I love how Jack's appearance gets more disheveled, and his eyes more bloodshot and dog-like as the film goes on. Kubrick's infamous emotional hammering of his actors is sadly evident in every scene, yet the movie is all the better for it. 

Honorable mentions: _Night of the Hunter, The Signalman, Whistle and I'll Come to You (original), The Wicker Man, The Exorcist, The Omen, Evil Dead I + II, The Devil's Backbone, Kwaidan, Jaws, Hellraiser, Psycho, _etc.


----------



## Teb (Nov 28, 2015)

Can't say I watch much TV and films to be honest. Written word or gaming  if the TV is free for me.

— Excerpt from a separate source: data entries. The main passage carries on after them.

PR #5706, opened 2022-06-07
EVG-16810 Fix dependency task Ids being empty 16810

malikchaya2:

### Description 
We encountered some tasks with dependencies that don't exist, including tasks with empty taskIds. I was unable to reproduce in staging. I switched it to log an error and continue instead of returning. I also added some logging to try to capture more information on when empty dependency task ids are found. I'm hoping that by understanding when the empty ids occur, it'll also shed some light on the problem in general the next time it occurs. 

### Testing 
 existing unit tests


malikchaya2:
@ablack12 This PR is ready for re-review. I started from a fresh branch so the changes are new. I also updated the PR description.

model/lifecycle.go
```diff
@@ -969,6 +969,14 @@ func makeDeps(t BuildVariantTaskUnit, thisTask *task.Task, taskIds TaskIdTable)
 			if id == thisTask.Id {
 				continue
 			}
+			if id == "" {
```
ablack12, line 972: I'm actually thinking that this can't be the place where blank ids show up, since all of the above functions check "". Is there anywhere else we add dependencies? (In the DB, do we have tasks that actually have blank IDs? or else i wonder if there's a logic bug that makes it seem like there are tasks that do)

model/scheduler_stats.go
```diff
@@ -139,6 +140,14 @@ func hasTaskId(taskId string, dependsOn []task.Dependency) bool {
 		if d.TaskId == taskId {
 			return true
 		}
+		if d.TaskId == "" {
+			grip.Debug(message.Fields{
```
ablack12, line 144: This log message wouldn't really be helpful since it doesn't tell us the task that has the bad state.

model/task/task.go
```diff
@@ -709,7 +718,11 @@ func (t *Task) DependenciesMet(depCaches map[string]Task) (bool, error) {
 				return false, errors.Wrap(err, "finding dependency")
 			}
 			if foundTask == nil {
-				return false, errors.Errorf("dependency '%s' not found", dependency.TaskId)
+				grip.Error(message.Fields{
+					"message": "dependency not found",
+					"task_id": dependency.TaskId,
```
ablack12, line 723: Can we also log t.Id? And maybe the function name to distinguish this

units/commit_queue.go
```diff
@@ -220,6 +220,14 @@ func (j *commitQueueJob) addMergeTaskDependencies(cq commitqueue.CommitQueue) er
 		}
 		err = mergeTask.AddDependency(dependency)
 		if err != nil {
+			if dependency.TaskId == "" {
+				grip.Debug(message.Fields{
```
ablack12, line 224: same comment here

model/task_lifecycle.go
```diff
@@ -768,6 +768,15 @@ func removeNextMergeTaskDependency(cq commitqueue.CommitQueue, currentIssue stri
 			Status: AllStatuses,
 		}
 		if err = nextMerge.AddDependency(d); err != nil {
+			if d.TaskId == "" {
```
ablack12, line 771: I'm not sure it really makes sense to log this here; it doesn't seem like AddDependency errors specifically for the empty ID case

model/task/task.go
```diff
@@ -650,6 +650,15 @@ func (t *Task) AddDependency(d Dependency) error {
 		}
 	}
 	t.DependsOn = append(t.DependsOn, d)
+
+	if d.TaskId == "" {
+		grip.Debug(message.Fields{
```
ablack12, line 655: we can use grip.DebugWhen(d.TaskId == "")

model/task/task.go
```diff
@@ -650,6 +650,15 @@ func (t *Task) AddDependency(d Dependency) error {
...
+			"ticket":     "EVG-16810",
```
ablack12, line 656: Unless we intend to keep this ticket open, it's actually possibly not helpful to include this here

ablack12 (changes requested):

model/lifecycle.go
malikchaya2: that's a good point: the example task we are looking at doesn't have any empty taskIds in the DB 
image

But some films I consider essential viewing  for Horror are

Alien -(She even saved the cat! This bit was important to our lass)
The Exorcist
Christine
The Thing

For those that like their horror that doesn't take itself seriously and has a streak of humour throughout essential watching is

Serenity - and when you have watched that go watch Firefly from start to  finish and then sign every damn petition you can find to reinstate that  show.. Do it, do it NOW...
Deep Rising
Zombieland
Evil Dead 3
Gremlins
Fright Night
The Frighteners


----------



## Doc Martin (Nov 28, 2015)

The Silence of the Lambs

"A census taker once tried to test me. I ate his liver with fava beans and a nice chianti."
-Hannibal Lecter 

Now that's some scary stuff.


----------



## dale (Nov 28, 2015)

Doc Martin said:


> The Silence of the Lambs
> 
> "A census taker once tried to test me. I ate his liver with fava beans and a nice chianti."
> -Hannibal Lecter
> ...



yeah. but to be honest? hannibal really only killed assholes. it's what makes him so likable of a villain. he only
kills total jerks, or people trying to capture him. he really doesn't fuck with innocent bystanders much.


----------